I fixed my Yamaha PSS-A50
Finally writing this post after more than a year after actually fixing the thing, and two emails from friendly people following up on my initial findings. Big thanks to Scott and Ionică for reaching out with their experiences.
How to fix a PSS-A50 that won’t switch on
You will need a soldering iron, tweezers, bare wire, and a multimeter.
Take care and use protective surfaces, goggles, etc.
What we’re going to do
You are going to test and remove the F001 fuse from the main board and replace it with bare wire.
Doing it
- Remove the batteries. Open your keyboard by removing the rear screws, including the ones under the battery cover.
- Flip the entire keyboard back the right way up, then carefully pull up the faceplate and flip it over backwards
- You can detach the ribbon connectors by pulling up the plastic collar, releasing the bare cables (see pic)
- If you have the appropriate tools, test the Fuse F001 for continuity. You can use the beepy mode on a multimeter to confirm that between the two sides of the fuse… there is no “beep” 😄
- We are going to remove the fuse F001 by heating it and the solder connecting it, then pushing it off the board upwards.
- Warm up a soldering iron. You can use a chisel tip the size of the fuse if you have one.
- Apply heat below (south of) the fuse in the gap between it and C006. Wait a bit and then try wiggling and pushing the iron “north”. Try to apply heat to the solder pads holding the component on. You can try maneuvering the fuse with tweezers as you heat the board solder.

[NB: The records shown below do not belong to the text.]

PR #12172, opened 2023-02-28
Add Romanian stopwords with s&t with comma

Trey314159:
Romanian uses s&t with commas (ș/ț), but for a long time those weren't available, so s&t with cedilla (ş/ţ) were used. Both are still in use, but the comma forms are much more common now. Both should be supported in stopword lists.

PR #13209, opened 2024-03-25
upgrade snowball to 26db1ab9adbf437f37a6facd3ee2aad1da9eba03

rmuir:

- When it comes lose, pull the fuse off the board and put it to one side on a heatproof surface ♨
- Use your amazing soldering skills to lay down a little additional solder on the pads where the fuse came off
- Prepare the wire by stripping and bending a small bit the right length to bridge the pads, and offer it to the pads, like an ice hockey stick
- Warm one pad at a time, applying more solder as needed, until the wire adheres to one end, and then the other
- Twist or cut the wire to take away the excess which is not forming the connection
- You’re done!
- You can clean up any charring with isopropyl alcohol
Optionally, you can put some padding or tape or something over the connection if you want to protect it.
Afterwards
I found that the keyboard now powers on (yay) under batteries or USB. If you are testing with batteries, make sure they are new or fully recharged ones!
I had a suspicion for a while that it was eating batteries faster than usual. I can’t tell empirically whether this is true. Change the Battery Type setting on the keyboard (Shift + D4 key) to nI
if you are using NiMH or rechargeable batteries, and AL
if you are using Alkaline/Manganese batteries.